╔══

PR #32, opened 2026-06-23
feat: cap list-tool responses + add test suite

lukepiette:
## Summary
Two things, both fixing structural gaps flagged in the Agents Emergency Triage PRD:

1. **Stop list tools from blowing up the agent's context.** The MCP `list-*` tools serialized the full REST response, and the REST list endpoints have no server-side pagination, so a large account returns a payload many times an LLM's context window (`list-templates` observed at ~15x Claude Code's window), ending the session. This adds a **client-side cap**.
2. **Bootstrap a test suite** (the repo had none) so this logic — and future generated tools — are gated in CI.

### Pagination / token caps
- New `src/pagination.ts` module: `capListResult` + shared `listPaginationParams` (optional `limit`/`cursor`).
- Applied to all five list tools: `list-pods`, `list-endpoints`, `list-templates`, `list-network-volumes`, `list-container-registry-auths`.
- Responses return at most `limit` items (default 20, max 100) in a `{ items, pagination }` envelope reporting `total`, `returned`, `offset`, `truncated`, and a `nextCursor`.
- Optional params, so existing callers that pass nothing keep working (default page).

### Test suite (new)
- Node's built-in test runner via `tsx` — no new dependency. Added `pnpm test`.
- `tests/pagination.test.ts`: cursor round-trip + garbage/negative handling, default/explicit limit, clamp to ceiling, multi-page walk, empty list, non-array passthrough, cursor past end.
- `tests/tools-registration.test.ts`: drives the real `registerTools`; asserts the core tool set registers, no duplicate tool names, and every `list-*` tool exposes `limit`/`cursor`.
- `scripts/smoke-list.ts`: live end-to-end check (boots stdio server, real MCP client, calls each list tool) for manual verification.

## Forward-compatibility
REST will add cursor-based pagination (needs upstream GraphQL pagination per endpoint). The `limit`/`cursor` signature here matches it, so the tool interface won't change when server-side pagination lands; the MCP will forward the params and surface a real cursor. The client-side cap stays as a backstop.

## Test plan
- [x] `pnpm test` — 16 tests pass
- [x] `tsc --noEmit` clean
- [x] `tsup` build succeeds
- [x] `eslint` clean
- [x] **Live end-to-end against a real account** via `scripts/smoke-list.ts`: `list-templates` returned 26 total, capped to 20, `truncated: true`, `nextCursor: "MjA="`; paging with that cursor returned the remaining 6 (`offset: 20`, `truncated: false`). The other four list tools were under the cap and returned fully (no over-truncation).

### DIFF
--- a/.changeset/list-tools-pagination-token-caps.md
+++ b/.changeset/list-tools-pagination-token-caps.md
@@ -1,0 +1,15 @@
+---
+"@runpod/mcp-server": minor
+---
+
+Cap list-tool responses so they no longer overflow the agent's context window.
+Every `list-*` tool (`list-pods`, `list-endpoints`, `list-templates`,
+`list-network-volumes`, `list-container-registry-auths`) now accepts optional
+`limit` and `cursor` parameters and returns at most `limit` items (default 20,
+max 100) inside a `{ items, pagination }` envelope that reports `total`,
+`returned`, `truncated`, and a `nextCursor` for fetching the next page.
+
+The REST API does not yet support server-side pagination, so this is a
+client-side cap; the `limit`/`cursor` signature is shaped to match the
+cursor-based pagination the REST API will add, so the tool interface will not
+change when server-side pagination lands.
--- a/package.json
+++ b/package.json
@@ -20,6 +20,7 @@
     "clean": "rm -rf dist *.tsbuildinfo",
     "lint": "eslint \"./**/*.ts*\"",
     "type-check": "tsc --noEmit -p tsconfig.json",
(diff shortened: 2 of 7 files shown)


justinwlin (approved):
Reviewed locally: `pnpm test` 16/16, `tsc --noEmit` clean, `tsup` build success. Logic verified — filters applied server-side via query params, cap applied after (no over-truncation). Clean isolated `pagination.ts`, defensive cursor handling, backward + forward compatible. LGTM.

╚══

▶ [INSTRUCTIONS FOR THE TASK]:
Please reproduce the records exactly, without leaving any out.

▶ [TASK OUTPUT]:
PR #32, opened 2026-06-23
feat: cap list-tool responses + add test suite

lukepiette:
## Summary
Two things, both fixing structural gaps flagged in the Agents Emergency Triage PRD:

1. **Stop list tools from blowing up the agent's context.** The MCP `list-*` tools serialized the full REST response, and the REST list endpoints have no server-side pagination, so a large account returns a payload many times an LLM's context window (`list-templates` observed at ~15x Claude Code's window), ending the session. This adds a **client-side cap**.
2. **Bootstrap a test suite** (the repo had none) so this logic — and future generated tools — are gated in CI.

### Pagination / token caps
- New `src/pagination.ts` module: `capListResult` + shared `listPaginationParams` (optional `limit`/`cursor`).
- Applied to all five list tools: `list-pods`, `list-endpoints`, `list-templates`, `list-network-volumes`, `list-container-registry-auths`.
- Responses return at most `limit` items (default 20, max 100) in a `{ items, pagination }` envelope reporting `total`, `returned`, `offset`, `truncated`, and a `nextCursor`.
- Optional params, so existing callers that pass nothing keep working (default page).

### Test suite (new)
- Node's built-in test runner via `tsx` — no new dependency. Added `pnpm test`.
- `tests/pagination.test.ts`: cursor round-trip + garbage/negative handling, default/explicit limit, clamp to ceiling, multi-page walk, empty list, non-array passthrough, cursor past end.
- `tests/tools-registration.test.ts`: drives the real `registerTools`; asserts the core tool set registers, no duplicate tool names, and every `list-*` tool exposes `limit`/`cursor`.
- `scripts/smoke-list.ts`: live end-to-end check (boots stdio server, real MCP client, calls each list tool) for manual verification.

## Forward-compatibility
REST will add cursor-based pagination (needs upstream GraphQL pagination per endpoint). The `limit`/`cursor` signature here matches it, so the tool interface won't change when server-side pagination lands; the MCP will forward the params and surface a real cursor. The client-side cap stays as a backstop.

## Test plan
- [x] `pnpm test` — 16 tests pass
- [x] `tsc --noEmit` clean
- [x] `tsup` build succeeds
- [x] `eslint` clean
- [x] **Live end-to-end against a real account** via `scripts/smoke-list.ts`: `list-templates` returned 26 total, capped to 20, `truncated: true`, `nextCursor: "MjA="`; paging with that cursor returned the remaining 6 (`offset: 20`, `truncated: false`). The other four list tools were under the cap and returned fully (no over-truncation).

### DIFF
--- a/.changeset/list-tools-pagination-token-caps.md
+++ b/.changeset/list-tools-pagination-token-caps.md
@@ -1,0 +1,15 @@
+---
+"@runpod/mcp-server": minor
+---
+
+Cap list-tool responses so they no longer overflow the agent's context window.
+Every `list-*` tool (`list-pods`, `list-endpoints`, `list-templates`,
+`list-network-volumes`, `list-container-registry-auths`) now accepts optional
+`limit` and `cursor` parameters and returns at most `limit` items (default 20,
+max 100) inside a `{ items, pagination }` envelope that reports `total`,
+`returned`, `truncated`, and a `nextCursor` for fetching the next page.
+
+The REST API does not yet support server-side pagination, so this is a
+client-side cap; the `limit`/`cursor` signature is shaped to match the
+cursor-based pagination the REST API will add, so the tool interface will not
+change when server-side pagination lands.
--- a/package.json
+++ b/package.json
@@ -20,6 +20,7 @@
     "clean": "rm -rf dist *.tsbuildinfo",
     "lint": "eslint \"./**/*.ts*\"",
     "type-check": "tsc --noEmit -p tsconfig.json",
(diff shortened: 2 of 7 files shown)


justinwlin (approved):
Reviewed locally: `pnpm test` 16/16, `tsc --noEmit` clean, `tsup` build success. Logic verified — filters applied server-side via query params, cap applied after (no over-truncation). Clean isolated `pagination.ts`, defensive cursor handling, backward + forward compatible. LGTM.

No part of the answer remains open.